Issue #1532, opened 2016-12-21
Issue deleting PV from dashboard


Dmitry1987:
#### Issue details
Tried to delete 3 PV through dashboard, got error (on screenshot).
kubectl delete was ok.

##### Environment
AWS, K8s installed with kubeadm on ubuntu 16 instances,
Dashboard was launched with "kubectl create -f https://rawgit.com/kubernetes/dashboard/master/src/deploy/kubernetes-dashboard.yaml"   3 days ago
```
Dashboard version: 1.5.0
Kubernetes version: 1.5.1
Operating system: ubuntu 16
Node.js version: -
Go version: -
```

##### Steps to reproduce
Create StatefulSet or something else with Volume Claim, AWS will dynamically provision the volumes.
Then try to delete from dashboard. 

##### Observed result
![image](https://cloud.githubusercontent.com/assets/9369080/21389689/95be6826-c78b-11e6-9287-8f8bf043975a.png)

##### Expected result
Delete volume resources.

##### Comments
Seems like a small bug. The error message needs to state "volumes not found" if underlying AWS\other volumes can't be reached, or something similar.  I'm not sure I had those volumes at all (maybe deleted manually some time ago) but it shouldn't matter:  if underlying cloud volume exist, delete it, if not, show information about it, and delete the K8s resource anyway.

Hope it helps,
thanks a lot to all devs for the good job, the dashboard is awesome anyway =)

Dmitry1987:
Some more info about versions, if will help to locate the bug:

kubectl version
Client Version: version.Info{Major:"1", Minor:"5", GitVersion:"v1.5.1", GitCommit:"82450d03cb057bab0950214ef122b67c83fb11df", GitTreeState:"clean", BuildDate:"2016-12-14T00:57:05Z", GoVersion:"go1.7.4", Compiler:"gc", Platform:"linux/amd64"}
Server Version: version.Info{Major:"1", Minor:"5", GitVersion:"v1.5.1", GitCommit:"82450d03cb057bab0950214ef122b67c83fb11df", GitTreeState:"clean", BuildDate:"2016-12-14T00:52:01Z", GoVersion:"go1.7.4", Compiler:"gc", Platform:"linux/amd64"}

rf232:
hmm, my first guess this was an issue in the backend, but `kubectl delete pv <pv>` works, so we do something wrong here.

rf232:
[...]

PR #1545, opened 2016-12-28
Let Verber work with resources without namespace

rf232:
Fixes: #1532


Dmitry1987:
@rf232  thanks for fixing this!  
btw how do I know in which version a particular fix will be released?  if it was merged to master, then we'll see it in nearest minor release?

P.S.  I liked the "Namespacedness" from "ShouldRespectNamespacedness" lol  :D

rf232:
Yesterday we released v1.5.1 with this fix in it.

-- 
Rob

****************

Your task is to return the full listing exactly as it was given.

Issue #1532, opened 2016-12-21
Issue deleting PV from dashboard


Dmitry1987:
#### Issue details
Tried to delete 3 PV through dashboard, got error (on screenshot).
kubectl delete was ok.

##### Environment
AWS, K8s installed with kubeadm on ubuntu 16 instances,
Dashboard was launched with "kubectl create -f https://rawgit.com/kubernetes/dashboard/master/src/deploy/kubernetes-dashboard.yaml"   3 days ago
```
Dashboard version: 1.5.0
Kubernetes version: 1.5.1
Operating system: ubuntu 16
Node.js version: -
Go version: -
```

##### Steps to reproduce
Create StatefulSet or something else with Volume Claim, AWS will dynamically provision the volumes.
Then try to delete from dashboard. 

##### Observed result
![image](https://cloud.githubusercontent.com/assets/9369080/21389689/95be6826-c78b-11e6-9287-8f8bf043975a.png)

##### Expected result
Delete volume resources.

##### Comments
Seems like a small bug. The error message needs to state "volumes not found" if underlying AWS\other volumes can't be reached, or something similar.  I'm not sure I had those volumes at all (maybe deleted manually some time ago) but it shouldn't matter:  if underlying cloud volume exist, delete it, if not, show information about it, and delete the K8s resource anyway.

Hope it helps,
thanks a lot to all devs for the good job, the dashboard is awesome anyway =)

Dmitry1987:
Some more info about versions, if will help to locate the bug:

kubectl version
Client Version: version.Info{Major:"1", Minor:"5", GitVersion:"v1.5.1", GitCommit:"82450d03cb057bab0950214ef122b67c83fb11df", GitTreeState:"clean", BuildDate:"2016-12-14T00:57:05Z", GoVersion:"go1.7.4", Compiler:"gc", Platform:"linux/amd64"}
Server Version: version.Info{Major:"1", Minor:"5", GitVersion:"v1.5.1", GitCommit:"82450d03cb057bab0950214ef122b67c83fb11df", GitTreeState:"clean", BuildDate:"2016-12-14T00:52:01Z", GoVersion:"go1.7.4", Compiler:"gc", Platform:"linux/amd64"}

rf232:
hmm, my first guess this was an issue in the backend, but `kubectl delete pv <pv>` works, so we do something wrong here.

rf232:
[...]

PR #1545, opened 2016-12-28
Let Verber work with resources without namespace

rf232:
Fixes: #1532


Dmitry1987:
@rf232  thanks for fixing this!  
btw how do I know in which version a particular fix will be released?  if it was merged to master, then we'll see it in nearest minor release?

P.S.  I liked the "Namespacedness" from "ShouldRespectNamespacedness" lol  :D

rf232:
Yesterday we released v1.5.1 with this fix in it.

-- 
Rob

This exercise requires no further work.